Stats test review with examples

Statistics

The science of collecting, organizing, analyzing, interpreting, and presenting data. Example: Analyzing survey results to understand customer satisfaction.

Data

Collections of observations or values. Example: A list of test scores from a class.

Population

The entire group being studied. Example: All students in a school.

Sample

A smaller group selected from a population. Example: 50 students chosen from a school.

Parameter

A numerical measurement describing a population. Example: The average height of all students in a school.

Statistic

A numerical measurement describing a sample. Example: The average height of 50 sampled students.

Variable

A characteristic that can change. Example: Age of a person.

Qualitative Data

Categorical data described by labels or words. Example: Eye color (blue, brown, green).

Quantitative Data

Numerical data representing counts or measurements. Example: Number of books owned.

Discrete Data

Countable numerical data, usually whole numbers. Example: Number of siblings.

Continuous Data

Measured numerical data that can include decimals. Example: Height or weight.

Nominal Level

Categories only with no meaningful order.
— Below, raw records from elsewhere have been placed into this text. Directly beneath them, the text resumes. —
PR #11010, opened 2015-05-14
Add judgment to to fix path0 if ANSIBLE_CONFIG is set to a dir

sillydong:
I made a mistake when I set ANSIBLE_CONFIG to a dir contains ansible.cfg and hosts. After digging into the source, I found this variable should direct to ansible.cfg file itself, but I think maybe I'm not the only one who made such mistake, so I pulled this request.


amenonsen:
Seems fair enough, since if ANSIBLE_CONFIG is set to a directory it'll try to append `/ansible.cfg` and see if that exists, otherwise try the other options as it would before.

PR #11013, opened 2015-05-14
ssh_config dynamic inventory fails when config item uses identityfile

aaronbauman:
Paramiko SSHConfig returns a list for identifyfile, instead of a string.
This breaks Ansible's inventory variable handling.
Flatten the list items when assigning values.

### DIFF
--- a/plugins/inventory/ssh_config.py
+++ b/plugins/inventory/ssh_config.py
@@ -75,6 +75,8 @@ def print_list():
         tmp_dict = {}
         for ssh_opt, ans_opt in _ssh_to_ansible:
             if ssh_opt in attributes:
+                if type(attributes[ssh_opt]) is list:
+                    attributes[ssh_opt] = attributes[ssh_opt][0]
                 tmp_dict[ans_opt] = attributes[ssh_opt]
         if tmp_dict:
             meta['hostvars'][alias] = tmp_dict


abadger:
You should use isinstance instead of type().

This discards the additional identityfiles... Can we change the code to process all of them instead?  Is there any reason not to do that?

aaronbauman:
Thanks for the feedback.
I was unclear whether ansible could support multiple identify files.
If you don't know off-hand, I'll dig in and see if I can find out.

Will update the pull request as soon as I'm back at my desk.

aaronbauman:
Cross-linking to this issue from google groups, which was raised in 2013 and died:
[https://groups.google.com/forum/#!searchin/ansible-devel/multiple$20private$20keys/ansible-devel/NZm5i3ZPn_I/V5U6lNV3bIUJ]

If there were a reason _not_ to support multiple keys, it would be that [a bunch of files (24+)](https://github.com/ansible/ansible/search?q=private_key_file) need to be re-written and might not be backwards compatible.

I'm willing to put in some work to make this happen, but I don't want to waste my effort.
What's the MO for preserving backwards compatibility?

abadger:
Backwards compat probably trumps any addition of features.  However, the files that you've linked to are probably okay... We more or less would consider them to be internal changes.  Also, the v2 branch has some pretty big changes to these areas.  So private_keys becoming a list might not be problematic here.

amenonsen:
Given that (a) this PR now has merge conflicts, (b) it solves the original problem in an undesirably limited way, (c) the author has said he intends to resubmit a more complete (but significantly different and more extensive) approach, I think this can be closed now.

aaronbauman:
Haven't had time to pick this up again.

I'll open a new issue when I get around to re-rolling.

PR #11018, opened 2015-05-15
 facts: Add ed25519 ssh pubkey 

tyll:
Add missing ed25519 ssh pubkey to facts and refactor code to reduce code duplication.


bcoca:
to keep backwards compatibility, I would add = 'NA' for when keys are None.

tyll:
On Fri, May 15, 2015 at 02:01:44PM -0700, Brian Coca wrote:

> to keep backwards compatibility, I would add = 'NA' for when keys are None.

AFAICS the value "NA" is never exposed in a ssh key fact in the code
this patch changes. It is not clear to me my the local variables were
set to "NA", maybe they were also exposed as a fact before someone else
changed something here.  Currently it is only dead code - unless there
is some magic that looks at the local variables of the function.

bcoca:
@tyll sorry, had not read the whole code, I had assumed that the variables were used since they were assigned ... dead code can go away.

PR #11027, opened 2015-05-18
added module checklist docs

bcoca:


omgjlk:
This is missing my ask, the docs on what data is returned and would be accessible from a register variable.

bcoca:
updated

omgjlk:
:+1:

jhawkesworth:
Would it be possible to add some guidelines for powershell modules too.

Pretty much all of the documentation stuff ought to be common, but here's
my suggestions for powershell-specific modules.

Ansible powershell modules checklist

.ps1 file
start with
#!powershell
then
GPL header
then

# WANT_JSON

# POWERSHELL_COMMON

Make sure you haven't duplicated any code or methods that are already in
ansible/lib/ansible/module_utils/powershell.ps1

arguments:
Try and use state present and state absent like other modules.
Have you checked all your mandatory args are present? and sane
Look at existing modules for examples of argument checking.

Module logic
Favour native powershell and .net ways of doing things over calls to COM
libraries or calls
to native executables which may or may not be present in all versions of
windows.

Returning results
result object
    should allways contain an attribute called changed set to either $true
or $false
create your result object like this:

```
$result = New-Object psobject @{
          changed = $false
          other_result_attribute = $some_value
};
```

If all is well, exit with a
    Exit-Json $result

Ensure anything you return, including errors can be converted to json.
Be aware that because exception messages could contain almost anything.
ConvertTo-Json will fail if it encounters a trailing \ in a string.

If not use Fail-Json to exit.

Have you tested for powershell 3.0 and 4.0 compliance?

jhawkesworth:
Oops, missed the merge notification there.

PR #11028, opened 2015-05-18
added hmc.py and hmc.ini in plugins/inventory

katishna:
This inventory plugin pulls data from an IBM Hardware Management Console (HMC) about the physical frames attached to that HMC and the logical partitions (individual servers) on that frame. It provides a picture of what is accessible via that HMC. This version of the plugin uses ssh based commands to pull the data, which allows it to work on older HMCs. A future rewrite of the code will use the RESTful API, but will remove the backward compatibility that using ssh provides. The frames run AIX, IBMi, and Power Linux logical partitions.

I need this information regularly at work but couldn't find anything currently in Ansible to provide the data. This is my first PR and I've tried to rebase it against the 2.0 devel branch, so if I've done that wrong please let me know and I'll fix it.

### DIFF
--- a/plugins/inventory/hmc.ini
+++ b/plugins/inventory/hmc.ini
@@ -1,0 +1,10 @@
+# Ansible HMC inventory script
+#
+
+[hmc]
+
+# HMC Hostname
+hostname = hmchost.example.com
+
+# Username
+username = hscroot
--- a/plugins/inventory/hmc.py
+++ b/plugins/inventory/hmc.py
@@ -1,0 +1,73 @@
+#!/usr/bin/env python
+
+# This file requests lpar inventory information from an IBM frame via the
+# Hardware Management Console. You are not required to have ssh keys set
+# up but you will need to supply a username on the command line.
+# 
+# usage: hmc.py --host <hmc> --user <username>
+#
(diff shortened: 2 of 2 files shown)


amenonsen:
I don't know anything about HMC, but (a) how is SSH authentication handled? (b) don't you need to handle `--list` and `--host` arguments? For example, here's an example from `contrib/inventory/jail.py`:

```
if len(sys.argv) == 2 and sys.argv[1] == '--list':
    print json.dumps(result)
elif len(sys.argv) == 3 and sys.argv[1] == '--host':
    print json.dumps({'ansible_connection': 'jail'})
else:
    print "Need an argument, either --list or --host <host>"
```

Example: Types of fruit (apple, banana, orange).

Ordinal Level

Categories with a meaningful order. Example: Class rankings (1st, 2nd, 3rd).

Interval Level

Numerical data with equal spacing but no true zero. Example: Temperature in Celsius.

Ratio Level

Numerical data with equal spacing and a true zero. Example: Weight in kilograms.

Observational Study

A study where researchers observe without changing anything. Example: Watching animal behavior in the wild.

Experiment

A study where treatments are applied to observe effects. Example: Testing a new drug on patients.

Convenience Sampling

Sampling people who are easiest to reach. Example: Surveying people at a mall.

Random Sampling

Sampling where everyone has an equal chance of being selected. Example: Drawing names from a hat.

Systematic Sampling

Selecting every kth individual from a population. Example: Choosing every 10th person in a list.

Stratified Sampling

Dividing a population into groups and sampling from each. Example: Sampling students from each grade level.

Cluster Sampling

Dividing a population into clusters and randomly selecting clusters. Example: Selecting entire classrooms randomly.

Bias

A flaw that causes some individuals to be more likely selected than others. Example: Surveying only morning students.

Descriptive Statistics

Methods for organizing and summarizing data. Example: Calculating averages and making charts.

Inferential Statistics

Using sample data to make conclusions about a population. Example: Predicting election results from a poll.

Frequency

The number of times a value occurs. Example: A score of 80 appears 3 times.

Relative Frequency

The proportion or percentage of times a value occurs. Example: 3 out of 10 students scored 80 (30%).

Bar Graph

A graph used for categorical data with separated bars. Example: Comparing favorite colors.

Pie Chart

A circular chart divided into slices representing proportions. Example: Showing budget distribution.

Histogram

A graph for quantitative data where bars touch. Example: Distribution of test scores.

Mean

The average found by adding all values and dividing by the number of values. Example: (2+4+6)/3 = 4.

Median

The middle value in an ordered data set. Example: In 1, 3, 5, the median is 3.

Mode

The most frequently occurring value. Example: In 2, 2, 3, the mode is 2.

Range

The difference between the maximum and minimum values. Example: 10 − 2 = 8.

Standard Deviation

A measure of how far data values tend to be from the mean. Example: A low value means data is close to the average.

Variance

The square of the standard deviation. Example: If SD = 2, variance = 4.

Percentile

A measure indicating the percentage of data below a value. Example: Scoring in the 90th percentile.

Quartiles

Values that divide data into four equal parts. Example: Q1, Q2 (median), Q3.

Interquartile Range (IQR)

The difference between Q3 and Q1. Example: Q3 = 15, Q1 = 5, IQR = 10.

Boxplot

A graph based on the 5-number summary. Example: Showing min, Q1, median, Q3, max.